Records from a dataset:

PR #219, opened 2015-07-06
Add script to handle changing osad git tag

### LINKED ISSUE #218: Standardize osad tagging procedure.
When updating to new tags of os-ansible-deployment, it would be useful to have a standard tagging format, so we can quickly search for the commit should the need arise.

nrb:
This script will change the SHA used by the os-ansible-deployment
submodule to match a tag from the upstream repository. It will also
provide a commit message template that can be edited by the commiter.

Fixes #218

### DIFF
--- a/scripts/bump-osa-sha.sh
+++ b/scripts/bump-osa-sha.sh
@@ -1,0 +1,14 @@
+#!/bin/sh
+
+if (( $# < 1 )); then
+    echo "Please provide a tag value."
+    exit 1
+fi
+pushd openstack-ansible
+    git fetch
+    git checkout $1
+popd
+
+git add openstack-ansible
+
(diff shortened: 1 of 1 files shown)


odyssey4me:
Looks fine to me. Has this been tested? We had some shenanigans with sha's a few weeks ago.

nrb:
This is what I've been using to tag each time, so yeah, tested.

I think the shenanigans you were referring to were master and kilo pointing to the same tag? That was intentional, since I don't think we really want our master branch following master of OSAD.

odyssey4me:
LGTM :+1:

git-harry:
-1 this needs updating to openstack-ansible. There is a merge commit that should be removed and the branch rebased instead.

stevelle:
bump?

hughsaunders:
:-1: uses bashisms but specifies interpreter as sh

Issue #223, opened 2015-07-07
rabbit_mq user CVE fix breaks MaaS


andymcc:
Since we are removing the guest user (which maas uses by default) as part of the bug fix for: https://bugs.launchpad.net/openstack-ansible/+bug/1466982 MaaS will not work as intended anylonger and the rabbitmq monitors will start failing.

We should fix this moving forward - but this will require rabbitmq checks to be removed or manually edited, as it won't update existing checks monitors.

nrb:
Both PRs merged, closing.

PR #227, opened 2015-07-07
Add MaaS specific rabbitmq user

andymcc:
Since we are removing the guest/guest user from rabbitmq as part of
os-ad we need to create a maas specific user that has "administrator"
privileges, otherwise the monitors don't work.

This patch adds a maas_user to rabbit, with a password specified in
user_extras_secrets. This is then passed to the monitors for rabbit as
they are created.

This won't adjust existing MaaS checks, so existing checks will need to
be removed and re-added or manually adjusted to address this problem.

Fixes: #223

### DIFF
--- a/rpcd/playbooks/roles/rpc_maas/tasks/rabbitmq_user.yml
+++ b/rpcd/playbooks/roles/rpc_maas/tasks/rabbitmq_user.yml
@@ -13,7 +13,15 @@
 # See the License for the specific language governing permissions and
 # limitations under the License.
 
-maas_keystone_password:
-rpc_support_holland_password:
-kibana_password:
-maas_rabbitmq_password:
+- name: Ensure MaaS rabbitmq user as administrator
+  rabbitmq_user:
+    user: "{{ maas_rabbitmq_user }}"
+    password: "{{ maas_rabbitmq_password }}"
+    vhost: "/"
+    configure_priv: ".*"
+    read_priv: ".*"
+    write_priv: ".*"
+    tags: "administrator"
+    state: "present"
+  tags:
+    - rabbitmq-user
--- a/rpcd/playbooks/roles/rpc_maas/defaults/main.yml
+++ b/rpcd/playbooks/roles/rpc_maas/defaults/main.yml
@@ -134,6 +134,12 @@ maas_scheme: http
 maas_keystone_user: maas
 
 #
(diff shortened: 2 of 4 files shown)


nrb:
:+1:

rpcd/playbooks/roles/rpc_maas/tasks/rabbitmq_user.yml
```diff
@@ -0,0 +1,27 @@
...
+
+- name: Ensure MaaS rabbitmq user as administrator
+  rabbitmq_user:
+    user: "{{ maas_rabbitmq_user }}"
+    password: "{{ maas_rabbitmq_password }}"
+    vhost: "/"
+    configure_priv: ".*"
+    read_priv: ".*"
+    write_priv: ".*"
+    tags: "administrator"
```
mattt416: There is a "monitoring" user which may be more appropriate.  See https://www.rabbitmq.com/management.html.

Anyone know if these read_priv/write_priv/config_priv privileges are necessary for what we're doing?

nrb: I think @sigmavirus24 and @cloudnull provided reviews on this while it was embargoed. I'm not 100% sure what the logic was for the administrator tag.

nrb: Reading that link makes the 'monitoring' tag seem like a good idea to me.

sigmavirus24: Hm, I wasn't aware of that tag. I, however, think this was to not break backwards compatibility with in a X.Y.* release. The reason for the CVE fix in os-ansible-deployment was that we are using the guest user which has admin privileges. That means that to not break monitoring's backwards compat we would want to have the new user be an administrator. I'd rather merge this now and then guarantee through extra testing that monitoring is the only tag we need, if that makes sense.

nrb: I think I concur with sigmavirus24 here - it's functional, and has parity with what we had prior. That said, if we want/need to change it, we can iterate.

sigmavirus24:
:+1: Merging.

PR #228, opened 2015-07-07
Add MaaS specific rabbitmq user

nrb:
Since we are removing the guest/guest user from rabbitmq as part of
os-ad we need to create a maas specific user that has "administrator"
privileges, otherwise the monitors don't work.

This patch adds a maas_user to rabbit, with a password specified in
user_extras_secrets. This is then passed to the monitors for rabbit as
they are created.

This won't adjust existing MaaS checks, so existing checks will need to
be removed and re-added or manually adjusted to address this problem.

Fixes: #223
(cherry picked from commit 6fc27ad7fd5a0b0191adc366faa91f8261f3c50e)

### DIFF
--- a/rpcd/playbooks/roles/rpc_maas/defaults/main.yml
+++ b/rpcd/playbooks/roles/rpc_maas/defaults/main.yml
@@ -134,6 +134,12 @@ maas_scheme: http
 maas_keystone_user: maas
 
 #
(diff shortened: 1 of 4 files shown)


nrb:
This is a kilo backport.

sigmavirus24:
Backport of a security issue so auto-merging

PR #231, opened 2015-07-07
Create remote check only if service exists.

### LINKED ISSUE #230: Standalone Swift - MaaS Remote Check Creation Failing
In standalone swift environments, MaaS remote check creation tasks fail. The `when:` criteria is trying to match on the [first host of each service host group](https://github.com/rcbops/rpc-openstack/blob/master/rpcd/playbooks/roles/rpc_maas/tasks/remote.yml#L35). In a standalone swift environment, most of these services won't exist. These tasks will fail.

byronmccollum:
Fixes #230.


byronmccollum:
The associated bug is prio-2. Can we bump the priority up to match? This is kinda important.

claco:
Bumped so they match.

git-harry:
@byronmccollum - you should rebase instead of merge. The second commit needs to be removed. This fix itself appear to do the trick.

git-harry:
+1

d34dh0r53:
:+1:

▸ **What to produce**: Once you have read the entries, reproduce each one exactly.

▸ **Solution**:
PR #219, opened 2015-07-06
Add script to handle changing osad git tag

### LINKED ISSUE #218: Standardize osad tagging procedure.
When updating to new tags of os-ansible-deployment, it would be useful to have a standard tagging format, so we can quickly search for the commit should the need arise.

nrb:
This script will change the SHA used by the os-ansible-deployment
submodule to match a tag from the upstream repository. It will also
provide a commit message template that can be edited by the commiter.

Fixes #218

### DIFF
--- a/scripts/bump-osa-sha.sh
+++ b/scripts/bump-osa-sha.sh
@@ -1,0 +1,14 @@
+#!/bin/sh
+
+if (( $# < 1 )); then
+    echo "Please provide a tag value."
+    exit 1
+fi
+pushd openstack-ansible
+    git fetch
+    git checkout $1
+popd
+
+git add openstack-ansible
+
(diff shortened: 1 of 1 files shown)


odyssey4me:
Looks fine to me. Has this been tested? We had some shenanigans with sha's a few weeks ago.

nrb:
This is what I've been using to tag each time, so yeah, tested.

I think the shenanigans you were referring to were master and kilo pointing to the same tag? That was intentional, since I don't think we really want our master branch following master of OSAD.

odyssey4me:
LGTM :+1:

git-harry:
-1 this needs updating to openstack-ansible. There is a merge commit that should be removed and the branch rebased instead.

stevelle:
bump?

hughsaunders:
:-1: uses bashisms but specifies interpreter as sh

Issue #223, opened 2015-07-07
rabbit_mq user CVE fix breaks MaaS


andymcc:
Since we are removing the guest user (which maas uses by default) as part of the bug fix for: https://bugs.launchpad.net/openstack-ansible/+bug/1466982 MaaS will not work as intended anylonger and the rabbitmq monitors will start failing.

We should fix this moving forward - but this will require rabbitmq checks to be removed or manually edited, as it won't update existing checks monitors.

nrb:
Both PRs merged, closing.

PR #227, opened 2015-07-07
Add MaaS specific rabbitmq user

andymcc:
Since we are removing the guest/guest user from rabbitmq as part of
os-ad we need to create a maas specific user that has "administrator"
privileges, otherwise the monitors don't work.

This patch adds a maas_user to rabbit, with a password specified in
user_extras_secrets. This is then passed to the monitors for rabbit as
they are created.

This won't adjust existing MaaS checks, so existing checks will need to
be removed and re-added or manually adjusted to address this problem.

Fixes: #223

### DIFF
--- a/rpcd/playbooks/roles/rpc_maas/tasks/rabbitmq_user.yml
+++ b/rpcd/playbooks/roles/rpc_maas/tasks/rabbitmq_user.yml
@@ -13,7 +13,15 @@
 # See the License for the specific language governing permissions and
 # limitations under the License.
 
-maas_keystone_password:
-rpc_support_holland_password:
-kibana_password:
-maas_rabbitmq_password:
+- name: Ensure MaaS rabbitmq user as administrator
+  rabbitmq_user:
+    user: "{{ maas_rabbitmq_user }}"
+    password: "{{ maas_rabbitmq_password }}"
+    vhost: "/"
+    configure_priv: ".*"
+    read_priv: ".*"
+    write_priv: ".*"
+    tags: "administrator"
+    state: "present"
+  tags:
+    - rabbitmq-user
--- a/rpcd/playbooks/roles/rpc_maas/defaults/main.yml
+++ b/rpcd/playbooks/roles/rpc_maas/defaults/main.yml
@@ -134,6 +134,12 @@ maas_scheme: http
 maas_keystone_user: maas
 
 #
(diff shortened: 2 of 4 files shown)


nrb:
:+1:

rpcd/playbooks/roles/rpc_maas/tasks/rabbitmq_user.yml
```diff
@@ -0,0 +1,27 @@
...
+
+- name: Ensure MaaS rabbitmq user as administrator
+  rabbitmq_user:
+    user: "{{ maas_rabbitmq_user }}"
+    password: "{{ maas_rabbitmq_password }}"
+    vhost: "/"
+    configure_priv: ".*"
+    read_priv: ".*"
+    write_priv: ".*"
+    tags: "administrator"
```
mattt416: There is a "monitoring" user which may be more appropriate.  See https://www.rabbitmq.com/management.html.

Anyone know if these read_priv/write_priv/config_priv privileges are necessary for what we're doing?

nrb: I think @sigmavirus24 and @cloudnull provided reviews on this while it was embargoed. I'm not 100% sure what the logic was for the administrator tag.

nrb: Reading that link makes the 'monitoring' tag seem like a good idea to me.

sigmavirus24: Hm, I wasn't aware of that tag. I, however, think this was to not break backwards compatibility with in a X.Y.* release. The reason for the CVE fix in os-ansible-deployment was that we are using the guest user which has admin privileges. That means that to not break monitoring's backwards compat we would want to have the new user be an administrator. I'd rather merge this now and then guarantee through extra testing that monitoring is the only tag we need, if that makes sense.

nrb: I think I concur with sigmavirus24 here - it's functional, and has parity with what we had prior. That said, if we want/need to change it, we can iterate.

sigmavirus24:
:+1: Merging.

PR #228, opened 2015-07-07
Add MaaS specific rabbitmq user

nrb:
Since we are removing the guest/guest user from rabbitmq as part of
os-ad we need to create a maas specific user that has "administrator"
privileges, otherwise the monitors don't work.

This patch adds a maas_user to rabbit, with a password specified in
user_extras_secrets. This is then passed to the monitors for rabbit as
they are created.

This won't adjust existing MaaS checks, so existing checks will need to
be removed and re-added or manually adjusted to address this problem.

Fixes: #223
(cherry picked from commit 6fc27ad7fd5a0b0191adc366faa91f8261f3c50e)

### DIFF
--- a/rpcd/playbooks/roles/rpc_maas/defaults/main.yml
+++ b/rpcd/playbooks/roles/rpc_maas/defaults/main.yml
@@ -134,6 +134,12 @@ maas_scheme: http
 maas_keystone_user: maas
 
 #
(diff shortened: 1 of 4 files shown)


nrb:
This is a kilo backport.

sigmavirus24:
Backport of a security issue so auto-merging

PR #231, opened 2015-07-07
Create remote check only if service exists.

### LINKED ISSUE #230: Standalone Swift - MaaS Remote Check Creation Failing
In standalone swift environments, MaaS remote check creation tasks fail. The `when:` criteria is trying to match on the [first host of each service host group](https://github.com/rcbops/rpc-openstack/blob/master/rpcd/playbooks/roles/rpc_maas/tasks/remote.yml#L35). In a standalone swift environment, most of these services won't exist. These tasks will fail.

byronmccollum:
Fixes #230.


byronmccollum:
The associated bug is prio-2. Can we bump the priority up to match? This is kinda important.

claco:
Bumped so they match.

git-harry:
@byronmccollum - you should rebase instead of merge. The second commit needs to be removed. This fix itself appear to do the trick.

git-harry:
+1

d34dh0r53:
:+1:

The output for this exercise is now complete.